ELOOP Has Tokenized a Tesla Fleet, Offers Profit-Sharing

ELOOP, a Vienna-based car sharing service, has tokenized a fleet of Tesla vehicles, a real-world use in how Web3 can generate profits for token holders. The company is offering investors the chance to share in profits from ride-share trips, with profit-sharing split 50/50 between the company and those who buy-in.

To do so, ELOOP has launched the $EOT, which the company bills as a “security token.” With the token, holders can own part of the Tesla fleet and share in the revenues from ride shares, which are focused around longer trips rather than intercity transportation. Holding the token gives access to a dashboard where users can cash out into fiat currency.

According to the company’s website, it has already sold 1.9 million $EOT, with one token worth around 1.20 EUROs. It has tokenized 21 Tesla Model 3s and two Tesla Model Ys. The company’s whitepaper states that the average lifespan of a rideshare vehicle in Europe is around four years. After that, the car will need to be replaced.

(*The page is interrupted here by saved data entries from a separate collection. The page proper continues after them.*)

PR #2182, opened 2022-12-11
Theme selector in general settings

arielj:
This PR adds the theme-related options in the General Settings screen.

It was reported a few times that some people cannot find the theme selector because they expect it to be in the general settings and don't think it would be in the accessibility screen. With this change it shows in both places so it's in a common place for most users and it's also in the Accessibility screen for users that need to change the theme for accessibility reasons.

image

---


flavioislima (approved):
LGTM

PR #2184, opened 2022-12-12
[UI] Update Tray icon when recent games change

arielj:
This PR includes a fix for the tray icon not updating when the list of recent games changes until heroic was restarted.

This PR also includes more changes:
- I moved the tray icon related code into it's own module so it's easier to test
- Added tests and also some mocking to allow testing other things more easily (like being able to set recent games or settings, and a mock of i18next so we can also test that we use the correct translation keys)
- Refactored a lot of the code to be able to add more tests and to remove duplications
- Removed the `--noStackTrace` flag for `yarn test`, it's really difficult to track down where a test fails without the stack trace
- Added the `backend_events` module that we can use as an events system (used in this PR for the fix of the bug mentioned at the beginning)

I'll add some comments in the diff too

---


src/backend/__mocks__/config.ts
```diff
@@ -0,0 +1,20 @@
+const GlobalConfig = (() => {
+  const config = {
+    darkTrayIcon: false
```
arielj, line 3: here we can add default values for the mock

src/backend/backend_events.ts
```diff
@@ -0,0 +1,12 @@
...
+// This can be used to emit/listen to events to decouple components
+// For example:
+//   When the list of recent games changes, a `recentGamesChanged` event is emitted.
+//   The `tray_icon` module listens to this event with `backendEvents.on` to update
+//   the list of recent games in the tray icon's context menu asynchronously
+//
+// Usage:
+//   Emit events with `backendEvents.emit("eventName", arg1, arg2)
+//   Listen to events with `backendEvents.on("eventName", (arg1, arg2) => { ... })
+export const backendEvents = new EventEmitter()
```
arielj, line 12: using this EventEmitter will allow us to decouple code

src/backend/recent_games/ipc_handler.ts
```diff
@@ -0,0 +1,6 @@
+import { ipcMain } from 'electron'
+import { removeRecentGame } from './recent_games'
+
+ipcMain.handle('removeRecent', async (_event, appName) =>
+  removeRecentGame(appName)
+)
```
arielj, line 6: moved this into it's own file so it's not loaded during tests if not needed

src/backend/recent_games/recent_games.ts
```diff
@@ -14,6 +15,16 @@ const getRecentGames = async (options?: { limited: boolean }) => {
...
+const setRecentGames = (recentGames: RecentGame[]) => {
+  // store
+  configStore.set('games.recent', recentGames)
+
+  // emit
+  const window = BrowserWindow.getAllWindows()[0]
+  window.webContents.send('recentGamesChanged', recentGames)
+  backendEvents.emit('recentGamesChanged', recentGames)
+}
+
```
arielj, line 27: this helps remove duplicated code and also makes testing easier

flavioislima (approved):
Teste here and looks good 👍🏽

package.json
```diff
@@ -169,7 +169,7 @@
   "scripts": {
     "start": "vite",
     "codecheck": "tsc --noEmit",
-    "test": "jest --noStackTrace",
+    "test": "jest",
```
CommandMC, line 172: Last time I checked, the stack trace was quite inaccurate. Is this no longer the case now?

src/backend/tray_icon/tray_icon.ts
```diff
@@ -0,0 +1,129 @@
...
+  })
+
+  backendEvents.on('recentGamesChanged', async (recentGames: RecentGame[]) => {
+    loadContextMenu(recentGames)
+  })
+
+  return appIcon
+}
+
+const iconSizesByPlatform = {
```
CommandMC, line 52: Adding a type hint here might be a good idea
```suggestion
const iconSizesByPlatform: Record<'win32' | 'darwin' | 'linux', { width: number, height: number }> = {
```
(don't commit this directly, I doubt our linter would be happy with it)

PR #2185, opened 2022-12-12
[Release] v2.5.2

flavioislima:
PR to add all fixes and improvements for the next release.

---

### DIFF
--- a/.github/workflows/build-prs-linux.yml
+++ b/.github/workflows/build-prs-linux.yml
@@ -2,7 +2,7 @@ name: Build Linux
 
 on:
   pull_request:
-    branches: [main, beta]
+    branches: [main, stable]
   workflow_dispatch:
     inputs:
       version:
--- a/.github/workflows/build-prs-mac.yml
+++ b/.github/workflows/build-prs-mac.yml
@@ -2,7 +2,7 @@ name: Build macOS
 
 on:
   pull_request:
-    branches: [main, beta]
+    branches: [main, stable]
   workflow_dispatch:
     inputs:
       version:
--- a/.github/workflows/build-prs-windows.yml
+++ b/.github/workflows/build-prs-windows.yml
@@ -2,7 +2,7 @@ name: Build Windows
 
 on:
   pull_request:
-    branches: [main, beta]
+    branches: [main, stable]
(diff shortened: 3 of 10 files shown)


arielj:
Should this be the other way around? merging main into stable instead of stable into main? if we want to use main for beta releases and stable for regular releases

flavioislima:
> Should this be the other way around? merging main into stable instead of stable into main? if we want to use main for beta releases and stable for regular releases
> 
> I mean, we do need to have these changes in `main` too so this PR is fine, but `main` will have beta changes eventually (like my PR for the Tray Icon)

It is a bit complicated, I am still not 100% sure we will have any betas soon. I am trying to evaluate if it is worth it or not.

I am just afraid that we might lose some changes with those two branches.

So we should only merge fixes on stable and reactors and new big features in `main`?, but the problem is that we need to start creating all new branches from `stable` otherwise other changes from previous commits will come, it is not intuitive especially for new contributors to understand that.

arielj:
> > Should this be the other way around? merging main into stable instead of stable into main? if we want to use main for beta releases and stable for regular releases
> > I mean, we do need to have these changes in `main` too so this PR is fine, but `main` will have beta changes eventually (like my PR for the Tray Icon)
> 
> It is a bit complicated, I am still not 100% sure we will have any betas soon. I am trying to evaluate if it is worth it or not.
> 
> I am just afraid that we might lose some changes with those two branches.
> 
> So we should only merge fixes on stable and reactors and new big features in `main`?, but the problem is that we need to start creating all new branches from `stable` otherwise other changes from previous commits will come, it is not intuitive especially for new contributors to understand that.

I have an idea, we can add a github workflow to automatically create a new PR after something gets merged into `stable` to merge those changes in `main`, that way we don't need to remember to replicate changes. I have to do some research but I know github actions can interact with the repo, at least something that creates the PR (and we might need to fix conflicts) but that would remove the burden of having to remember the change in the other branch

what I'm worried is that if we merge changes that require some more testing but we need to make a quick stable release we'll have issues with changes we do not want to ship to users

flavioislima:
Yes, but we can try.
Sound alike a good idea.

PR #2189, opened 2022-12-13
[Tech] Make it possible to specify only `prefix` when logging messages

CommandMC:
When logging messages using `logDebug`, `logInfo`, `logWarning`, and `logError`, we usually only specify the `prefix` option & leave all other properties undefined.
This added some unnecessary boilerplate (`{ prefix: <actualValue> }`), and also made the code less readable (our linter would spread out the options object between 3 separate lines, cramming the actual message into just one)

With this PR, you can now just specify a `LogPrefix` directly (note that this is an addition, the old behavior is still there & perfectly functional for anyone who might prefer it)

In case you're worried about losing the clarity that `prefix: LogPrefix.Foo` had, I recommend enabling the "JavaScript" -> "Inlay Hints" -> "Parameter Names" option in VSCode. It'll automatically construct this hint again:  
image

---


arielj (approved):
Looks good to me! :+1:  to the removal of boilerplate

Nocccer (approved):
Really good idea.

PR #2191, opened 2022-12-13
[macOS] Add arm64 build

flavioislima:
This adds an arm64-optimized build for macOS.

Note:
ARM packages will show as damaged since they are not signed by an Apple ID certified Developer, so this command is required to make it work:
`xattr -d com.apple.quarantine | mdfind kMDItemCFBundleIdentifier = "*heroic"`

---

### DIFF
--- a/.github/workflows/build.yml
+++ b/.github/workflows/build.yml
@@ -47,7 +47,7 @@ jobs:
           path: dist/Heroic-*.AppImage
           retention-days: 14
   build_mac:
-    runs-on: macos-11
+    runs-on: macos-latest
     steps:
       - name: Checkout repository.
         uses: actions/checkout@v2
--- a/.github/workflows/build.yml
+++ b/.github/workflows/build.yml
@@ -59,9 +59,13 @@ jobs:
         run: yarn
       - name: Build artifacts.
         run: yarn dist:mac --publish=never
-      - name: Upload DMG.
+      - name: Upload x64.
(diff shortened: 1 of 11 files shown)


flavioislima:
Well, reopening this one now since to make it work only a small command is required and the benefits are good because performance on native is a lot better so I think it is ready to review again.

.github/workflows/build.yml
```diff
@@ -31,36 +31,36 @@ jobs:
...
         with:
-          node-version: '16'
+          node-version: '18'
       - name: Install modules.
         run: yarn
       - name: Build artifacts.
         run: yarn dist:mac --publish=never
       - name: Upload DMG.
-        uses: actions/upload-artifact@v2
+        uses: actions/upload-artifact@v3
```
arielj, line 63: just one question cause I don't know how this works, I see this `Upload DMG.` step that was not split in two like the one in the `build-prs-mac.yml` file that now has `Upload x64.` and `Upload ARM64.` steps.

Should this one be split too?

arielj:
This is for the M1/2 chips, right? I only have access to an intel mac so I can't really test this. Code looks fine to me, I just left one question.

.github/workflows/build.yml
flavioislima: good point

arielj (approved):
Looks good to me, though I can't test this cause I don't have an M1 chip

PR #2200, opened 2022-12-15
[Refactor] Main window creating and send message to the frontend

arielj:
This PR is a refactor related to how we interact with the main window. It removes some duplication and also while adding tests I found a bug.

Some comments on the changes:
- moved the code that creates the main BrowserWindow object into its own module
- the module takes care of the BrowserWindow object creation with the saved size/position and the sending of the messages to the frontend (abstracting the `window.webContents.send` logic)
- the module takes care of the logic of checking if a window exists before sending a message, so we can remove a lot of duplication
- by doing this I was able to remove the reference to the main window that Game objects had as `this.window`, it makes more sense for games to not depend on that
- I found a bug in the window creation logic, the condition to check if the window size fits the screen was backwards
- I added some more code and patterns to test more things

I'll add more comments in the diff

---

### DIFF
--- a/src/backend/__mocks__/electron.ts
+++ b/src/backend/__mocks__/electron.ts
@@ -1,5 +1,9 @@
 import { EventEmitter } from 'node:events'
-import { MenuItemConstructorOptions } from 'electron'
+import {
+  BrowserWindowConstructorOptions,
+  Display,
+  MenuItemConstructorOptions
+} from 'electron'
 import { tmpdir } from 'os'
 import { join } from 'path'
 
@@ -28,8 +32,23 @@ class Notification {
 }
 
 class BrowserWindow {
-  public constructor() {
-    return {}
+  static windows: BrowserWindow[] = []
+  options: BrowserWindowConstructorOptions = {}
+
+  constructor(options: BrowserWindowConstructorOptions) {
+    this.options = options
+  }
+
+  static getAllWindows() {
+    return this.windows
+  }
+
+  static setAllWindows(windows: BrowserWindow[]) {
+    this.windows = windows
+  }
+
+  public getOptions() {
+    return this.options
   }
 }
 
@@ -44,6 +63,17 @@ const nativeImage = {
     resize: (size: { width: number; height: number }) =>
       `${path} width=${size.width} height=${size.height}`
   })
+}
+
+const screen = {
+  getPrimaryDisplay: () => {
+    return {
+      workAreaSize: {
+        height: 1280,
+        width: 1920
+      }
+    }
+  }
 }
 
 class Tray {
@@ -76,5 +106,6 @@ export {
   Menu,
   nativeImage,
   Tray,
-  ipcMain
+  ipcMain,
+  screen
 }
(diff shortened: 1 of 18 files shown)


src/backend/__mocks__/electron.ts
```diff
@@ -28,8 +32,23 @@ class Notification {
...
+  static getAllWindows() {
+    return this.windows
+  }
+
+  static setAllWindows(windows: BrowserWindow[]) {
+    this.windows = windows
+  }
+
+  public getOptions() {
+    return this.options
```
arielj, line 51: with this we can make assertions about the options passed to the `new BrowserWindow` constructor, even though it's not a real method of a BrowserWindow

src/backend/dialog/dialog.ts
```diff
@@ -37,12 +33,18 @@ function showDialogBoxModalAuto(props: {
...
+
       switch (props.type) {
         case 'ERROR':
           showErrorBox(props.title, props.message)
           break
         default:
-          showMessageBox(BrowserWindow.getAllWindows()[0], {
+          if (!window) {
+            break
+          }
```
arielj, line 46: we were not checking this before and it could fail if for some reason we call this without a window

src/backend/main.ts
```diff
@@ -266,6 +220,13 @@ async function createWindow(): Promise<BrowserWindow> {
       autoUpdater.checkForUpdates()
     }
   }
+
+  ipcMain.on('setZoomFactor', async (event, zoomFactor) => {
+    mainWindow.webContents.setZoomFactor(
```
arielj, line 225: moved this inside since it depends on the mainWindow object that was just created

src/backend/main_window.ts
```diff
@@ -0,0 +1,84 @@
...
+      tmpWindowProps.y !== undefined &&
+      tmpWindowProps.x !== undefined
+    ) {
+      windowProps = tmpWindowProps
+    }
+  } else {
+    // make sure initial screen size is not bigger than the available screen space
+    const screenInfo = screen.getPrimaryDisplay()
+
+    if (screenInfo.workAreaSize.height < windowProps.height) {
```
arielj, line 58: we had this condition backwards

src/backend/dialog/dialog.ts
Nocccer: I thought all electron dialogs were replaced with custom once?

Nocccer (approved):
LGTM.
Get rid of the showMessageBox is another PR i would say.

src/backend/dialog/dialog.ts
flavioislima: We forgot a few, at least two of them are still using the old one.

To be fair, I think because of things like the Steam deck, we should keep at least the one related to the game not found as native, because otherwise, Heroic fails. For now it simply returns to steam, but the Game needs to update one (that is native now), was making Steam completely freeze since it was waiting for the user input.

another idea is to extend these methods and make them accept a parameter like: `nativeDialog: boolean`, so when using NO-GUI we can specify which ones are native or not.

flavioislima (approved):
LGTM codewise but would be good to test all use cases because it touched several components and methods.

PR #2203, opened 2022-12-15
[Fix] GOG games Setup on Windows

flavioislima:
Changed `execAsync ` for `spawn `so the Setup won't fail when there is space in the game name folder, that was the main cause of this issue. Also, `Start-Process` was not being recognized since it was being used on cmd instead of `powershell`. so it was failing because of that as well.

Another issue was that sometimes it was failing because it was trying to access Wine configurations and they were undefined since it is not Linux/mac.

---


imLinguin (approved):
Looks good

PR #2210, opened 2022-12-16
[Tech] Add ts-prune to find dead code

Nocccer:
This PR adds ts-prune to find dead code or useless exports. 

- All dead code reported by ts-prune were removed
- Adapt tests to still test the old now not anymore exported functions
- Moved function notify to dialog. I didn't find a way to mock it from utils while testing utils functions. Utils is a large file and making it smaller makes sense anyway

---


src/backend/legendary/games.ts
```diff
@@ -857,19 +857,11 @@ class LegendaryGame extends Game {
       "Legendary's config from config.ini (before Heroic's settings):\n"
     )
 
-    try {
-      const json = JSON.parse(stdout)
-      // remove egl auth info
-      delete json['egl_parameters']
+    const json = JSON.parse(stdout)
```
arielj, line 860: we shouldn't remove this try/catch

src/backend/dialog/dialog.ts
```diff
@@ -52,4 +53,22 @@ function showDialogBoxModalAuto(props: {
...
 
-export { showDialogBoxModalAuto }
+type NotifyType = {
+  title: string
+  body: string
+}
+
+function notify({ body, title }: NotifyType) {
+  if (Notification.isSupported() && !isSteamDeckGameMode) {
+    const mainWindow = BrowserWindow.getAllWindows()[0]
```
arielj, line 63: we can use `getMainWindow` from the `main_window` module here to hide the implementation

src/backend/sideload/games.ts
```diff
@@ -240,42 +229,6 @@ export async function launchApp(appName: string): Promise<boolean> {
   return false
 }
 
-export async function moveInstall(
```
arielj, line 243: I wonder if this is ok to be removed or if it means that at some point we lost the code to trigger the move of the installation for sideloaded apps?

cc @flavioislima to confirm

Nocccer: Got fixed by merging with newest commits.

Nocccer: Ok vscode github pull request extension tricked me. If i click on your comment it jumps to this function and shows me that it is added?

Nocccer: @flavioislima do we need the moveInstall function for sideload games?

.github/workflows/codecheck.yml
```diff
@@ -17,3 +17,5 @@ jobs:
         run: yarn
       - name: Check Typescript syntax
         run: yarn codecheck
+      - name: Find dead code
+        run: yarn find-deadcode
```
CommandMC, line 21: *Maybe* do this in a separate Workflow?

CommandMC (approved):

.github/workflows/codecheck.yml
Nocccer: We should avoid to make a new workflow for each small checker.
I think the limits are 6 workflows in parallel. We would waste time here to setup a ubuntu server and install dependencies.

Nocccer: Ok 20 is the limit, still i would not cluster the checker with to much workflows.

Nocccer: Added to linter workflow

src/backend/online_monitor.ts
```diff
@@ -119,11 +119,11 @@ export const initOnlineMonitor = () => {
   })
 }
 
-export const makeNetworkRequest = (callback: () => unknown) => {
-  if (isOnline()) {
-    callback()
-  }
-}
+// export const makeNetworkRequest = (callback: () => unknown) => {
```
flavioislima, line 122: Why to keep this commented code?

PR #2214, opened 2022-12-16
Use caching to speed up GitHub workflows

arielj:
Testing

---


arielj:
closing this, it saves a few seconds on linux builds but those are already fast, for the mac build it even made it slower (?)

maybe somebody finds a better way to do this (in theory caching the result of `yarn install` should always be good)

PR #2717, opened 2023-05-19
[Feature] Download DXVK 1.10.3 if no Vulkan 1.3 support is detected

CommandMC:
First and foremost: Yes, this idea is *borrowed from* Lutris' most recent release. I have however been meaning to do something like this for a long time, since I own several PCs affected by this as well

A lot of older GPUs don't support Vulkan 1.3, which DXVK versions > 1.X.X requires. For those users, the "Auto-Install DXVK" function was entirely useless, as the DXVK Heroic installs will never work on their system.
Now, Heroic will query the user's GPUs for their Vulkan support and install the older 1.10.3 version of DXVK if no Vulkan 1.3 support is detected.

Internally, this is done by:
- accepting not just a string as a download URL for tools, but also a function returning a string
- DXVK's url function querying Vulkan support and choosing either the latest release or 1.10.3 based on that
- new utility functions being added to interface with Vulkan directly

Vulkan functions are called using a helper binary (https://github.com/imLinguin/vulkan-helper-rs)

---


imLinguin (approved):
Wow that was fast. Looks good to me

CommandMC:
The tests look strange to me, it seems like Jest doesn't reset the module's state between runs (even with `resetModules` enabled)

src/backend/tools.ts
```diff
@@ -43,7 +48,36 @@ export const DXVK = {
...
+          }
+          if (any_gpu_supports_version([1, 2, 0])) {
+            logInfo(
+              'The GPU(s) in this system only support Vulkan 1.2, falling back to DXVK 1.10.3',
+              LogPrefix.DXVKInstaller
+            )
+            return 'https://api.github.com/repos/doitsujin/dxvk/releases/tags/v1.10.3'
+          }
+          logWarning(
+            'No GPU with Vulkan 1.2 support found, DXVK will not work',
```
Etaash-mathamsetty, line 74: this should be changed to vulkan 1.1
https://github.com/doitsujin/dxvk/wiki/Driver-support#dxvk-1103

Etaash-mathamsetty (approved):
looks fine other than this

src/backend/tools.ts
```diff
@@ -43,7 +48,36 @@ export const DXVK = {
       },
       {
         name: 'dxvk',
-        url: 'https://api.github.com/repos/doitsujin/dxvk/releases/latest',
+        url: () => {
```
arielj, line 51: maybe this function can be moved outside the `const tools = [...` so we would just set url as a string, and then we don't need the `const download_url = typeof tool.url === 'string' ? tool.url : tool.url()` line if it's always a string

arielj: if you do that you can even do something like `if (download_url) { tools.push({name: 'dxvk', url: dxvkUrl, etc...}) }` so you can handle the case when DXVK cannot be used (we have the FIXME saying we can't handle that case)

CommandMC: Simply not downloading DXVK isn't quite enough, the frontend/other parts of the backend would still try to install it (which would then fail, since the folder isn't there)

arielj: oh I see

arielj: I think my first comment still applies though, to not have to do the if typeof === 'string' conditional

CommandMC: I've moved it into its own function with aebb5fe now. This is definitely clearer, thanks for the suggestion

PR #2718, opened 2023-05-19
[Fix] `AppSettings` type mismatches

CommandMC:
- `userInfo`'s structure was completely different to how it should be like, and it seems like it wasn't used anywhere, so removing it felt like the best option
- The `@ts-expect-error` around the object was moved, this way it won't hide errors like this in the future
- Some other smaller issues were corrected

This is also one of the many steps we'll have to take to untangle our circular dependency issues, as this `LegendaryUser` import currently leads to this import chain:
```
src/backend/constants.ts
-> src/backend/config.ts
-> src/backend/storeManagers/legendary/user.ts
-> src/backend/utils.ts
-> src/backend/storeManagers/legendary/library.ts
-> src/backend/launcher.ts
-> src/backend/tools.ts
...
```

---

### DIFF
--- a/src/backend/config.ts
+++ b/src/backend/config.ts
@@ -5,7 +5,7 @@ import {
   readdirSync,
   writeFileSync
 } from 'graceful-fs'
-import { homedir, userInfo as user } from 'os'
+import { homedir } from 'os'
 import { parse as plistParse, PlistObject } from 'plist'
 
 import {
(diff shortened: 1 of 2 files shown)


CommandMC:
I can't find any usages of `customWinePaths` in places that aren't gated by an `if (!isWindows)`, so I'm *guessing* this is fixed. Still, I'll give this another test on Windows in a few days

flavioislima:
@CommandMC any reason this one has not merged since it was approved in May?

CommandMC:
I wanted to test this on Windows one more time, but then never got around to it. I'll fix up the conflicts & re-test soon:tm:

PR #2719, opened 2023-05-20
[FIX] Require DXVK to enable VKD3D-proton

Etaash-mathamsetty:
~~Works fine, but the checkbox that shows if vkd3d is enabled doesn't become false when dxvk is disabled, requiring the user to leave the modal and reopen it for the checkbox to change state. I have no idea how to fix this :(~~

One of the selling points, according to ELOOP, is the fact that these vehicles have zero-emissions and don’t cause any additional damage to the environment. This is contrary to many gas-guzzling cars, which have emissions that damage the environment. Currently, the investment period is open to anyone who would like to participate.

With a purchase of at least 100 $EOT tokens, the investor will receive free driving credits with the company, a perk the company has likely added to entice investors. This is the second sale of $EOT tokens, with no close date stated, although the company has already sold 98% of its tokens.

ELOOP: Web3 Meets Internet of Things

As some innovators have stated, Web3 needs to pair itself with real-world items to speed up adoption and appeal to a mainstream audience. One of the ways to do that is to leverage tokenization with the Internet of Things (IoT), which is a term that refers to a system of interconnected devices and objects that share data.

In fact, ELOOP’s tokenized fleet is stored on Peaq, a blockchain network hosted on Polkadot. The founders of ELOOP chose Polkadot because of its incentivization of IoT and the fact that it is operable with a variety of networks.

While the tokenized Tesla fleet may not be a classic case of IoT (one typically thinks of a home network with smart appliances communicating with each other), it certainly utilizes the internet and blockchain for a variety of functions. In its whitepaper, ELOOP describes its system as one with low volatility, an easy purchasing process, and no brokerage fees.

If ELOOP is successful, perhaps we’ll see more use cases where a company tries to pair Web3 with IoT. For now, it is certainly a novel approach and one that can provide investors with a predictable return, especially through passive income.